## Required action
Take every line from the data that has the word "astropy" in it.

## Provided data

--- START ---

PR #4419, opened 2023-03-24
Addition of an ExtensionEstimator

registerrier:
**Description**

This pull request proposes an `ExtensionEstimator` based on the parameter estimator.

A possible improvement compared to the typical functionalities of the `ParameterEstimator` would be to handle a case where the extension parameter is kept fixed between all energies and then released to test the energy dependent morphology.

**Dear reviewer**

### DIFF
--- a/gammapy/estimators/extension.py
+++ b/gammapy/estimators/extension.py
@@ -1,0 +1,140 @@
+# Licensed under a 3-clause BSD style license - see LICENSE.rst
+import astropy.units as u
+from astropy.coordinates import Angle
+from gammapy.datasets import Datasets
+from gammapy.estimators.parameter import ParameterEstimator
+from gammapy.modeling import Fit
+from gammapy.utils.pbar import progress_bar
+
+
+class ExtensionEstimator(ParameterEstimator):
+    """Source extension estimator.
+
+    Estimates source size for a given list of datasets and a given model.
+
+    The size can be estimated in various energy intervals.
+
+    Parameters
+    ----------
+    energy_edges : `~astropy.units.Quantity`
+        Edges of the energy intervals where the extension is estimated.
+    source : str or int
+        For which source in the model to compute the extension.
+    size_min : float
+        Minimum value for the size used for the fit statistic profile evaluation.
+    size_max : float
+        Maximum value for the size used for the fit statistic profile evaluation.
+    size_n_values : int
+        Number of size values used for the fit statistic profile.
+    size_values : `~astropy.coordinates.Angle`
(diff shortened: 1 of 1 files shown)


gammapy/estimators/extension.py
```diff
@@ -0,0 +1,140 @@
...
+            reoptimize=reoptimize,
+        )
+
+    def run(self, datasets):
+        """Run."""
+        datasets = Datasets(datasets)
+        # find extension parameter
+        model = datasets.models[self.source].spatial_model
+
+        if hasattr(model, "sigma"):
```
adonath, line 91: I think this code block should go into the `estimate_size()` function instead and use the size parameter just as local variable.

adonath:
Thanks @registerrier, this is very interesting and covers an important use case. As this is still a draft I just have a few preliminary comments:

--- END ---

## Task response
+import astropy.units as u
+from astropy.coordinates import Angle
+    energy_edges : `~astropy.units.Quantity`
+    size_values : `~astropy.coordinates.Angle`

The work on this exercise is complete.